Start of Data provided

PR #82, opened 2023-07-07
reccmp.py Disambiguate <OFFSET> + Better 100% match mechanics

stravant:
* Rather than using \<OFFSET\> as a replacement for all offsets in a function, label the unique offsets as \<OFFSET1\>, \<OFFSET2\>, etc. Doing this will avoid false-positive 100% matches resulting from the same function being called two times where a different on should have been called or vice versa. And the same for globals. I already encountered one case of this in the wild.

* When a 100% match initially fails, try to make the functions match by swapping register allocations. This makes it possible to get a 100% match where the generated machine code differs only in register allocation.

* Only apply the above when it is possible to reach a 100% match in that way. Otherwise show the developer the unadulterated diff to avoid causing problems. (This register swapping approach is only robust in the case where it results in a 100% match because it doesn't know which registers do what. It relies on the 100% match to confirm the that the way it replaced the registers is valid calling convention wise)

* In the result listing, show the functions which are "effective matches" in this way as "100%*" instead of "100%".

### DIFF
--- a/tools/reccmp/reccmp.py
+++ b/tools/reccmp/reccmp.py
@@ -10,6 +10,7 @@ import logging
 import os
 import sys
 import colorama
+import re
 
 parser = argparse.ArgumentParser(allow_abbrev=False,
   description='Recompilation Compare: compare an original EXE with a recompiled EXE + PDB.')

End of Data provided

What is expected: Tally the lines of the listing above that include the string "functions". Provide the total alone.

Solution to this exercise: 2